Atomic layer deposition processes have been successfully implemented for depositing dielectric layers, barrier layers and conductive layers. Dielectric materials deposited by ALD processes for gate and capacitor applications include hafnium oxide, hafnium silicate, zirconium oxide and tantalum oxide. Generally, an ALD process provides a deposited material with lower impurities and better conformality and control of film thickness when compared to a CVD process. However, an ALD process usually has a slower deposition rate than a comparable CVD process for depositing a material of similar composition. Therefore, an ALD process that reduces the overall fabrication throughput may be less attractive than the comparable CVD process. By utilizing a batch tool, productivity may be improved without sacrificing the benefits provided by ALD processes.

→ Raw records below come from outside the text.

PR #2107, opened 2022-11-17
Change a test-utils panic into a Result; add a wait-for-healthy-generator to analyzer_dispatcher_integration_tests to harden it

wimax-grapl:
1. We had this ugly panic in our check-PWQ utils that I've replaced with an eyre::Result.
2. analyzer_dispatcher_integration_tests fails sometimes doe to the generator not being ready in time. I fortunately already wrote `assert_eventual_health` for this :)

### DIFF
--- a/src/rust/plugin-work-queue/src/test_utils.rs
+++ b/src/rust/plugin-work-queue/src/test_utils.rs
@@ -99,7 +99,8 @@ impl PsqlQueueTestExtensions for PsqlQueue {
 pub async fn scan_for_generator_plugin_message_in_pwq(
     psql_queue: PsqlQueue,
     plugin_id: uuid::Uuid,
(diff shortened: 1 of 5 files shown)


src/rust/plugin-work-queue/src/test_utils.rs
```diff
@@ -99,62 +99,66 @@ impl PsqlQueueTestExtensions for PsqlQueue {
 pub async fn scan_for_generator_plugin_message_in_pwq(
     psql_queue: PsqlQueue,
     plugin_id: uuid::Uuid,
-) -> Option<NextExecutionRequest> {
```
wimax-grapl, line 102: as it turns out, this as an Option never made sense - it was either Some or panic!
so now it's Ok or Err

twunderlich-grapl (approved):

PR #389, opened 2016-10-07
Fix #388 Deprecated implicit copy assignment operator for span_iterat…

### LINKED ISSUE #388: Deprecated implicit copy assignment operator for span_iterator
In clang trunk, with c++1z, 
```
gsl/span:161:19: error: definition of implicit copy assignment operator for 'span_iterator<gsl::span<void **, -1>, false>' is deprecated because it has a user-declared copy constructor [-Werror,-Wdeprecated]
        constexpr span_iterator(const span_iterator<Span, false>& other) noexcept
```
PR to come.

garyfurnish:
Fix #388 by explicit default.  Unlike the copy constructor this does not perform an extra Expects check.  I can redo the pr to explicitly do that if requested because check for invalid iterator is desired on operator=.

### DIFF
--- a/gsl/span
+++ b/gsl/span
@@ -163,6 +163,8 @@ namespace details
         {
         }
 
+        constexpr span_iterator<Span, IsConst>& operator=(const span_iterator<Span, IsConst>&) noexcept = default;
+
         constexpr reference operator*() const
         {
             Expects(span_);


gsl/span
```diff
@@ -163,6 +163,8 @@ namespace details
         {
         }
 
+        constexpr span_iterator<Span, IsConst>& operator=(const span_iterator<Span, IsConst>&) = default;
```
garyfurnish: I think that is intentional to allow casting iterators pointing to nonconst values to an iterator pointing to const values.  I did fix this just now to be explicitly noexcept.

neilmacintosh: @garyfurnish is correct, it is intentional to allow conversions between the two types of iterator.

MikeGitb: Right of course - it is too late ;)

neilmacintosh:
Thanks @garyfurnish, LGTM!

PR #393, opened 2016-10-11
Don't install tests

marc-kdab:
'make install' should install the GSL library (ie. the headers),
not the tests.

It still installs the UnitTest++ headers, but that will be more
complex to fix, as GSL just imports UnitTest++ as a git submodule,
and the install command propagates down to UnitTest++'s
CMakeLists.txt.


neilmacintosh:
@marc-kdab thanks for finding and fixing this! The change looks good to me.

Issue #391, opened 2016-10-11
string_span's string_length and strnlen fail for arm-none-eabi


Josaphat:
Including the use of `strnlen` is technically un-portable because it is not specified by the C or C++ standards, so using `-std=c++11` with gcc *should* fail IMO because it's providing non-standard functionality. But really I don't have an issue with the GSL using `strnlen` beyond the fact that it doesn't work on my platform (arm-none-eabi-gcc). The solution that was submitted in #334 is almost there but there are two short-comings:

1. Although my platform is not cygwin, `strnlen` is not declared in `string.h` if `std=c++..` is specified. arm-none-eabi-gcc doesn't allow me to use `-isystem` for c++ files because it implicitly wraps system includes with `extern "C" { }`, so gsl must be in my regular include path. I compile with `-Werror` so the implicit function declaration of `strnlen` causes my builds to fail.
2. `string_length` fails to compile cleanly because of an implicit narrowing conversion from `std::size_t` to `int` when `strnlen` is not used:
```
    span<const char> str_span{str, n}; // n is declared as std::size_t
```

To fix (1), is it reasonable to simply check if the symbol `strnlen` is defined?
```
#ifdef strnlen
#define GSL_PLATFORM_HAS_STRNLEN
#endif // strnlen
```

If this isn't a good solution then I would propose not defining `GSL_PLATFORM_HAS_STRNLEN` directly in the code at all and assuming that the platform does not have strnlen. If users of GSL require `string_length` to use `strnlen`, they could define `GSL_PLATFORM_HAS_STRNLEN` themselves.

For (2) I would simply add a checked narrowing conversion: `gsl::narrow<int>(n)`.

I would happily submit a PR which includes these changes.

MikeGitb:
Radical suggestion: If the GSL has to provide it's own implementation of strlen anyway, why not remove `std::strnlen` completely for now? That would reduces conditional compilation and I don't believe this will cause a significant performance problem.

Will c11's strnlen_s be part of c++17?

rianquinn:
@MikeGitb Correct me if I'm wrong, but I think the `cstring` headers are just namespaced wrappers around existing C functions, and thus `std::strnlen` doesn't exist either. If that's not the case then I would agree that it would be the better approach. 

[...]

PR #394, opened 2016-10-11
[#391] Remove strnlen and use consistent length type

Josaphat:
This implements the changes discussed in #391 . The end goal of the changes is to support arm-none-eabi though it should be more portable overall.


rianquinn:
+1

MikeGitb:
Looks good to me.

neilmacintosh:
@Josaphat thanks for raising the original issue and putting together the PR. This looks like a good change to me.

A batch deposition process may be used to maintain or increase throughput during a fabrication process by simultaneously processing multiple substrates within a single chamber. However, batch processes using CVD techniques remain limited due to the smaller geometries of modern devices. Current batch deposition processes utilizing ALD techniques may have an incubation delay prior to the onset of a constant deposition rate. The incubation delay may be attributed to a homogenous terminated surface of functional groups, such as hydrides, hydroxides, silicides and the like. Also, current ALD batch deposition processes may form high levels of particulates and other contaminants that end-up on the substrate surface. Contaminated surfaces may further increase incubation delay, as well as cause defects within the deposited material that lead to poor device performance.
Therefore, there is a need for a deposition process to decrease the incubation delay and reduce contaminants on a substrate surface prior to depositing a material, preferably, a hafnium oxide material during an ALD batch process.